-Re: CompressionCodec in MapReduce
Zizon Qiu 2012-04-11, 14:05
It is possible but a little tricky.
As I mention before,write a custom InputFormat and the associate
On Wed, Apr 11, 2012 at 5:23 PM, Grzegorz Gunia
> I think we misunderstood here.
> I'll base my question upon an example:
> Lets say I want each of the files stored on my hdfs to be encrypted prior
> to being physically stored on the cluster.
> For that I'll write a custom CompressionCodec, that performs the
> encryption, and use it during any edits/creations of files in the HDFS.
> Then to make it more secure I'll make it so it uses different keys for
> different files, and supply the keys to the codec during its instantiation.
> Now I'd like to do a MapReduce job on those files. That would require
> instantiating the codec, and supplying it with the filename, to determine
> the key used.
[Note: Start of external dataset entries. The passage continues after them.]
PR #188, opened 2020-07-18
Introduce a maximum frequency for LED changes

PeterJCLaw:


modules/sr/robot/ruggeduino_devices.py
```diff
@@ -43,6 +43,16 @@ class Led:
 
     def __init__(self, webot, device_name):
         self.webot_sensor = webot.getLED(device_name)
+        self._webot = webot
```
RealOrangeOne, line 46: nit: If we're keeping reference to `webot`, might as well use it everywhere

```suggestion
        self._webot = webot
        self.webot_sensor = self._webot.getLED(device_name)
```

prophile:
This is a maximum frequency, is it not?

Adimote:
Tested with and without this change:

Before:
unlimited

After:
limited

modules/sr/robot/ruggeduino_devices.py
PeterJCLaw: I'm not sure what benefit this provides? I think either spelling is fine, so I'd rather err on the side of leaving existing code as-is.

PeterJCLaw:
One thing which does occur to me now is that there are several LEDs on the robot, do we need to ensure that it's only four changes overall per second?

trickeydan:
> One thing which does occur to me now is that there are several LEDs on the robot, do we need to ensure that it's only four changes overall per second?

In the interests of what this PR is for, it should limit over all LEDs inclusively.

RealOrangeOne:
That point also raises the far more difficult implementation: Should this limit be synced between all robots?

PeterJCLaw:
> That point also raises the far more difficult implementation: Should this limit be synced between all robots?

This would be _much_ harder to do. I suggest that we focus on getting the robot-level limit in place and come back to that separately.

modules/sr/robot/ruggeduino_devices.py
```diff
@@ -41,18 +45,19 @@ def read_value(self):
...
-        self._last_change = 0
+        self._limiter = limiter
 
     def write_value(self, value):
-        now = self._webot.getTime()
-        diff = now - self._last_change
-        if diff < 0.6:
-            # Avoid creating strobing effects by allowing LEDs to change at most
-            # once per second.
+        if not self._limiter.can_chage():
```
trickeydan:
```suggestion
        if not self._limiter.can_change():
```

PeterJCLaw: I think https://github.com/srobo/competition-simulator/pull/188/commits/ba3f4cb728dc966332918a02e7a1541f4881c6b4 does this?

modules/sr/robot/output_frequency_limiter.py
```diff
@@ -0,0 +1,23 @@
+from controller import Robot
+
+# Allow up to two changes per second
+MAX_FREQUENCY = 2
```
RealOrangeOne, line 4: Should the frequency be an argument to the limiter?

PeterJCLaw: I thought about that but decided it would be easy enough to add that support when we needed it.

RealOrangeOne (approved):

Is it possible to do so with the current implementation of
> W dniu 2012-04-11 10:44, Zizon Qiu pisze:
> If your are:
> 1. using TextInputFormat.
> 2.all input files are ends with certain suffix like ".gz"
> 3.the custom CompressionCodec already register in configuration and
> getDefaultExtension return the same suffix like as describe in 2.
> the nothing else you need to do.
> hadoop will deal with it automatically.
> that means the input key&value in map method are already decompress.
> But,if the origin files dose not end with certain suffix,you need
> to write your own inputformat or subclass TextInputFormat , override the
> createRecordReader method which return your own RecordReader.
> the InputSplit pass to the InputFormat is actually FileInputSplit,which
> you can retrieve the input file path.
> you may also take a look at the isSplitable method declared
> in InputFormat,if your files are not splitable.
> for more detail,refer to the TextInputFormat class implementation.
> On Wed, Apr 11, 2012 at 4:16 PM, Grzegorz Gunia <
> [EMAIL PROTECTED]> wrote:
>> Thanks for you reply! That clears some thing up
>> There is but one problem... My CompressionCodec has to be instantiated on
>> a per-file basis, meaning it needs to know the name of the file it is to
>> compress/decompress. I'm guessing that would not be possible with the
>> current implementation?
>> Or if so, how would I proceed with injecting it with the file name?
>> W dniu 2012-04-11 10:12, Zizon Qiu pisze:
>> append your custom codec full class name in "io.compression.codecs"
>> either in mapred-site.xml or in the configuration object pass to Job
>> the map reduce framework will try to guess the compress algorithm using
>> the input files suffix.
>> if any CompressionCodec.getDefaultExtension() register in the
>> configuration match the suffix,hadoop will try to instantiate the codec and
>> decompress for you ,if succeed,automatically.
>> the default value for "io.compression.codecs" is
>> On Wed, Apr 11, 2012 at 3:55 PM, Grzegorz Gunia <
>> [EMAIL PROTECTED]> wrote:
>>> I am trying to apply a custom CompressionCodec to work with MapReduce
>>> jobs, but I haven't found a way to inject it during the reading of input
>>> data, or during the write of the job results.
>>> Am I missing something, or is there no support for compressed files in
>>> the filesystem?
>>> I am well aware of how to set it up to work during the intermitent
>>> phases of the MapReduce operation, but I just can't find a way to apply it
>>> BEFORE the job takes place...
>>> Is there any other way except simply uncompressing the files I need
>>> prior to scheduling a job?
>>> Huge thanks for any help you can give me!